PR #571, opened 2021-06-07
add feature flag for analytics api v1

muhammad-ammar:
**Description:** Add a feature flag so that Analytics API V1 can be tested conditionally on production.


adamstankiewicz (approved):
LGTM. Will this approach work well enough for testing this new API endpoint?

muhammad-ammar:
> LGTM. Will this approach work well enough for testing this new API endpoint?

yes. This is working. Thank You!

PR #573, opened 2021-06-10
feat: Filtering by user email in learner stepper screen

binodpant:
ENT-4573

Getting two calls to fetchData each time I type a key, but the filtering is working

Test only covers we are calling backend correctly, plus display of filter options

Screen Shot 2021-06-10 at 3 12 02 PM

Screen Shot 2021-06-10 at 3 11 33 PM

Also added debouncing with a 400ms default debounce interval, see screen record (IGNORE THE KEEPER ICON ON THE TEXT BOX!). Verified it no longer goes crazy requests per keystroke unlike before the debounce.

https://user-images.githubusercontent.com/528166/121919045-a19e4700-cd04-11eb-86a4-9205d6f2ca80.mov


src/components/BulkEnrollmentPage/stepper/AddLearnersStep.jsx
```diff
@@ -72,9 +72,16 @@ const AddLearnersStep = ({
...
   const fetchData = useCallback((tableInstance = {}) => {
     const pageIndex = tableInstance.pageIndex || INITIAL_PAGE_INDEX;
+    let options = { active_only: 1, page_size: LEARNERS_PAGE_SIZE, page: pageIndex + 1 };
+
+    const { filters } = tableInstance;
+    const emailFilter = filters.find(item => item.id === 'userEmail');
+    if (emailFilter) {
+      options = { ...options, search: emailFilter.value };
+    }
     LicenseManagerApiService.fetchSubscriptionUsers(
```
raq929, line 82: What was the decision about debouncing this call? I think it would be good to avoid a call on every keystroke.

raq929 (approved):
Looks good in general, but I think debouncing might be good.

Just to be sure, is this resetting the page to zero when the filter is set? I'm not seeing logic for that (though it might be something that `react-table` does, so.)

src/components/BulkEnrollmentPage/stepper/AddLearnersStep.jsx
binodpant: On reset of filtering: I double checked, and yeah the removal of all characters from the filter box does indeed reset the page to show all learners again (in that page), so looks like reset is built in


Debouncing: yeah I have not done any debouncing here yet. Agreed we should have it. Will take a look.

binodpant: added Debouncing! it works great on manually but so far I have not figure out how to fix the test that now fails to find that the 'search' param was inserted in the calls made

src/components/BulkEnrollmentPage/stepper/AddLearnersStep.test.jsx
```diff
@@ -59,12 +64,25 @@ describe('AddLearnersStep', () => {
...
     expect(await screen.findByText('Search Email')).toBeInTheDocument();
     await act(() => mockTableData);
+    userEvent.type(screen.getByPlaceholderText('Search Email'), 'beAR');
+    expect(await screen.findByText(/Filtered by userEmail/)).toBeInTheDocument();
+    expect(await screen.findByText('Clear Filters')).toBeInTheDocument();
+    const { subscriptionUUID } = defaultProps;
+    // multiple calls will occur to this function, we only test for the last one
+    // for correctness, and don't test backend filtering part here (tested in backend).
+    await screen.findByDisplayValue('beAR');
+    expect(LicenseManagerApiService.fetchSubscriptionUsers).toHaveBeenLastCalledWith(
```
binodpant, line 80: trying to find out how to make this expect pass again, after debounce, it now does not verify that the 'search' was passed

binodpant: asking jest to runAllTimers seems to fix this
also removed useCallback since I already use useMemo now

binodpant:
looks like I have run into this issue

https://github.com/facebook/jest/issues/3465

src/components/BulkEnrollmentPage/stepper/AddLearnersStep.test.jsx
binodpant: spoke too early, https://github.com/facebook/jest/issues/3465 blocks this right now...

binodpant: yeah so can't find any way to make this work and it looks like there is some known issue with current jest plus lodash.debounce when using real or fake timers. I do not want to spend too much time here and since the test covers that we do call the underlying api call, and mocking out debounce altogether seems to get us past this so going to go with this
-- -- --
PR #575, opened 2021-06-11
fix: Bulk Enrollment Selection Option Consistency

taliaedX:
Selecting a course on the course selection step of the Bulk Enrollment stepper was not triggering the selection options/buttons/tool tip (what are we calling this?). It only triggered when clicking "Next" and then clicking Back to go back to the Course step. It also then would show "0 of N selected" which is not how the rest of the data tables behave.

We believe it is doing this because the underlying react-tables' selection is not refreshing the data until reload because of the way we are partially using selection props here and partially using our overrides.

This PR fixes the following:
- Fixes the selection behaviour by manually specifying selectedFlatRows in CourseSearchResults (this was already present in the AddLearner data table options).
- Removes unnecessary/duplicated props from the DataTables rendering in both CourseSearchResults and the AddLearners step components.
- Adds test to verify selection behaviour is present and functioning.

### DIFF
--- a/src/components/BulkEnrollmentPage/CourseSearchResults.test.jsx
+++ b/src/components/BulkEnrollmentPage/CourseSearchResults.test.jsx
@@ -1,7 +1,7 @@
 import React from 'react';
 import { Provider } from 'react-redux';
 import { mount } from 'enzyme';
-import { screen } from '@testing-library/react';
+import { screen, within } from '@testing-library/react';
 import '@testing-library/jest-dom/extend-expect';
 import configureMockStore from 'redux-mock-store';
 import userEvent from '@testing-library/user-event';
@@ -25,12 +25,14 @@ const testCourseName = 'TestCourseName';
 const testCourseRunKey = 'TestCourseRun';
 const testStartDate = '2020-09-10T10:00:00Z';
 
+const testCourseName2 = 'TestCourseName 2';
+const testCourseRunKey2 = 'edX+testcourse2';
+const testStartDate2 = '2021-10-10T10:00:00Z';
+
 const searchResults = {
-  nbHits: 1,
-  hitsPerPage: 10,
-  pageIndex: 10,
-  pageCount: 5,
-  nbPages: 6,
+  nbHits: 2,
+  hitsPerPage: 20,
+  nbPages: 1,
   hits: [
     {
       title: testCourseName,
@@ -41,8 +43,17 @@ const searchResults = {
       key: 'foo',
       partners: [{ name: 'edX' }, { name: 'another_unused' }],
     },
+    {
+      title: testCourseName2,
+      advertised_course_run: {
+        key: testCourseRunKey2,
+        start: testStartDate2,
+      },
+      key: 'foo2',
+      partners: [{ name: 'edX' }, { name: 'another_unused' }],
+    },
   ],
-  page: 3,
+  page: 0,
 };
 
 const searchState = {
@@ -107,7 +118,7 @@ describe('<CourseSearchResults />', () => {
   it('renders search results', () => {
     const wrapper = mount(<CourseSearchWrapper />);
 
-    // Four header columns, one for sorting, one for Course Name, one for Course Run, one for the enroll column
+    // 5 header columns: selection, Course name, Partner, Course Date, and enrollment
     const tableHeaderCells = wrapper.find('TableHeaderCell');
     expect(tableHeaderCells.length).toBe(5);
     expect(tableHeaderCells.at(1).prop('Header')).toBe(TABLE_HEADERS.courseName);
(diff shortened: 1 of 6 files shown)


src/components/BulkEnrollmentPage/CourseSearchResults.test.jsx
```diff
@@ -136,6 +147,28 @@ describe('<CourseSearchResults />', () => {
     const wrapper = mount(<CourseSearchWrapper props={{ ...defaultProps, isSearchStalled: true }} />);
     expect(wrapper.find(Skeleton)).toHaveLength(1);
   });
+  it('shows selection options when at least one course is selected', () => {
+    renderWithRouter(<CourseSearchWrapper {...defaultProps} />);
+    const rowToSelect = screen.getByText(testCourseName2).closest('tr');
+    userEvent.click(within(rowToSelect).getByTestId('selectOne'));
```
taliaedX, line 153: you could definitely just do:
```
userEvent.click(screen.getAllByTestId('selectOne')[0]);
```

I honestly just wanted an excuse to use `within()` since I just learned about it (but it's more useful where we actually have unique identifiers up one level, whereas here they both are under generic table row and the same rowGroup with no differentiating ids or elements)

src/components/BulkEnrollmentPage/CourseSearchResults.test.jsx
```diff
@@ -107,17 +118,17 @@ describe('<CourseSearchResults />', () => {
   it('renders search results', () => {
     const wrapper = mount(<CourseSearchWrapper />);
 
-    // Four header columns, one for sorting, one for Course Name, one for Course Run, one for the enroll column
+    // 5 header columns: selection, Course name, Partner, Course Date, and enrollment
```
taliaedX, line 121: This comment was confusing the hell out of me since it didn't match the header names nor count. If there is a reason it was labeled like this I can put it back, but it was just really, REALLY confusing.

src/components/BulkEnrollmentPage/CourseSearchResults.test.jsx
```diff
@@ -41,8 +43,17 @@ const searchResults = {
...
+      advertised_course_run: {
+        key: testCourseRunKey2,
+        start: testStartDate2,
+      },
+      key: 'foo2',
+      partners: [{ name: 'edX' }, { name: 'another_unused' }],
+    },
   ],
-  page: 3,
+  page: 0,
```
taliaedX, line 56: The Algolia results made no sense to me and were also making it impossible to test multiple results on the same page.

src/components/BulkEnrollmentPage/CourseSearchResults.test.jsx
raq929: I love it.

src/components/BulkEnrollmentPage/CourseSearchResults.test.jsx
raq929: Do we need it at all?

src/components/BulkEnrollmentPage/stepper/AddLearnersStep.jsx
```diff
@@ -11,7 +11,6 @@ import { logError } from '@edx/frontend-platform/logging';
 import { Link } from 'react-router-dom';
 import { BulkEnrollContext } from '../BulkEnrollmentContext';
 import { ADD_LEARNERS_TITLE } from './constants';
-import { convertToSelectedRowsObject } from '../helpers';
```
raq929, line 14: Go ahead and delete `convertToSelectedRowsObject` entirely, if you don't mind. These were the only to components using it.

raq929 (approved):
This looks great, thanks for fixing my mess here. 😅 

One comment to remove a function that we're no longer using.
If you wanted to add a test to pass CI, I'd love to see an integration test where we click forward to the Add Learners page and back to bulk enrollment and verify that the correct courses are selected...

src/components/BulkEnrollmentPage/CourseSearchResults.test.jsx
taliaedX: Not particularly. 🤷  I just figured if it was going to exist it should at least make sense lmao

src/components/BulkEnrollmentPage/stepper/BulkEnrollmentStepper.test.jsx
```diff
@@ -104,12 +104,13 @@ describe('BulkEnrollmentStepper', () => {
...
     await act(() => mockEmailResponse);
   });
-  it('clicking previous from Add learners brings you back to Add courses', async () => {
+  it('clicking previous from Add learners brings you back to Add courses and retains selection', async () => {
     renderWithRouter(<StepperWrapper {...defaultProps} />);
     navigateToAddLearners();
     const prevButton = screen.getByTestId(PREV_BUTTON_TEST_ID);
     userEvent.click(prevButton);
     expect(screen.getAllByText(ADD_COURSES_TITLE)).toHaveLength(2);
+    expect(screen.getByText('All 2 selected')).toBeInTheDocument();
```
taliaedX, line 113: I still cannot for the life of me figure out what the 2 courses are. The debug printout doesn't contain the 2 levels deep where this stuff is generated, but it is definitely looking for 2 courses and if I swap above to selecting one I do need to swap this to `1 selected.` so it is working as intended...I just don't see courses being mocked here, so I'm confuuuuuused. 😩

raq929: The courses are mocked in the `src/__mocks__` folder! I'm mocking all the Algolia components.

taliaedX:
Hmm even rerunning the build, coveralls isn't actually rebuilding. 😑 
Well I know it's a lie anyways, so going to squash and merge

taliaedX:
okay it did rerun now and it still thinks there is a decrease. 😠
-- -- --
* [What to produce]
Reproduce exactly the section above that begins at the line containing "yes. This is working. Thank You!" and ends at the line containing "Screen Shot 2021-06-10 at 3 11 33 PM", leaving out all other lines.

* [Output of the task]
yes. This is working. Thank You!

PR #573, opened 2021-06-10
feat: Filtering by user email in learner stepper screen

binodpant:
ENT-4573

Getting two calls to fetchData each time I type a key, but the filtering is working

Test only covers we are calling backend correctly, plus display of filter options

Screen Shot 2021-06-10 at 3 12 02 PM

Screen Shot 2021-06-10 at 3 11 33 PM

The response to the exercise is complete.